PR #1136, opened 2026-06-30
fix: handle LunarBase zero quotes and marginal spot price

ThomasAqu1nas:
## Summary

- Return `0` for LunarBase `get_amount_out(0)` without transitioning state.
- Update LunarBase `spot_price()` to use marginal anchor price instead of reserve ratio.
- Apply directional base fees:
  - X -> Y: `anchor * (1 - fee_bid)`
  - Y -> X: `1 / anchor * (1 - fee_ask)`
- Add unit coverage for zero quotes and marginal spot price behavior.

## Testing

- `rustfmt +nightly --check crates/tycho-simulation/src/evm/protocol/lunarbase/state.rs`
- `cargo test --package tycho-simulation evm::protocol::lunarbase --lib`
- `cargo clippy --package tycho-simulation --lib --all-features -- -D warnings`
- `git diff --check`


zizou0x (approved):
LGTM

--

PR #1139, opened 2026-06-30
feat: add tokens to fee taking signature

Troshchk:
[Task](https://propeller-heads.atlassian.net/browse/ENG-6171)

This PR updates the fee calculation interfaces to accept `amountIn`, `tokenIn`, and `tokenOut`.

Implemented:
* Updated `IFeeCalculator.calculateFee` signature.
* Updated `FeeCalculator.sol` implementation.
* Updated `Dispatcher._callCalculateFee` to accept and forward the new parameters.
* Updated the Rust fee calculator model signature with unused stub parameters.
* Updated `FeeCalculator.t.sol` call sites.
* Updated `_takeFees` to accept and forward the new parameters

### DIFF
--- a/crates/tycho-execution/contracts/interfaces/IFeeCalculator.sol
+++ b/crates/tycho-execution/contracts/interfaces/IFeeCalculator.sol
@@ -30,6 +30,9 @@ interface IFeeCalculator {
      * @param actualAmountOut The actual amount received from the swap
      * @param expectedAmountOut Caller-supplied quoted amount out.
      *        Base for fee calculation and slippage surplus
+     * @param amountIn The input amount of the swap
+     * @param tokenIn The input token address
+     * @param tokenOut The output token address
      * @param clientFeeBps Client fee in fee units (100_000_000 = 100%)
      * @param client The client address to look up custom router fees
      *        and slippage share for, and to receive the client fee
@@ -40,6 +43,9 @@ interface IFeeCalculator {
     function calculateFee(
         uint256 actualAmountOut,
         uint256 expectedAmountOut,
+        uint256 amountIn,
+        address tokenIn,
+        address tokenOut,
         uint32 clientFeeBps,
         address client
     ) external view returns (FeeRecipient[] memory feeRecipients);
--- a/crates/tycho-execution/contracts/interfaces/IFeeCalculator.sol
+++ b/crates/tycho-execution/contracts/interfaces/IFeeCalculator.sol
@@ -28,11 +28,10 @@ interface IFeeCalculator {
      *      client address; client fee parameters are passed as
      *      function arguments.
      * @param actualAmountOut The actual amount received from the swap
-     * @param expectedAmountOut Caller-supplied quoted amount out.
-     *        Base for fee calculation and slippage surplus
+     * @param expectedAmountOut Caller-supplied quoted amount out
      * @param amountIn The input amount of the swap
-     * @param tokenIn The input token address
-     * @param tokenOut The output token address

...

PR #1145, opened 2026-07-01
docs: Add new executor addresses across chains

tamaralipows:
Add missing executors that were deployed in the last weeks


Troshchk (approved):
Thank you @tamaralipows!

__YOUR ASSIGNMENT__. The lines you need are those holding the word "Caller"; copy each of them from the material above.

__RESPONSE BOX__.
      * @param expectedAmountOut Caller-supplied quoted amount out.
-     * @param expectedAmountOut Caller-supplied quoted amount out.
+     * @param expectedAmountOut Caller-supplied quoted amount out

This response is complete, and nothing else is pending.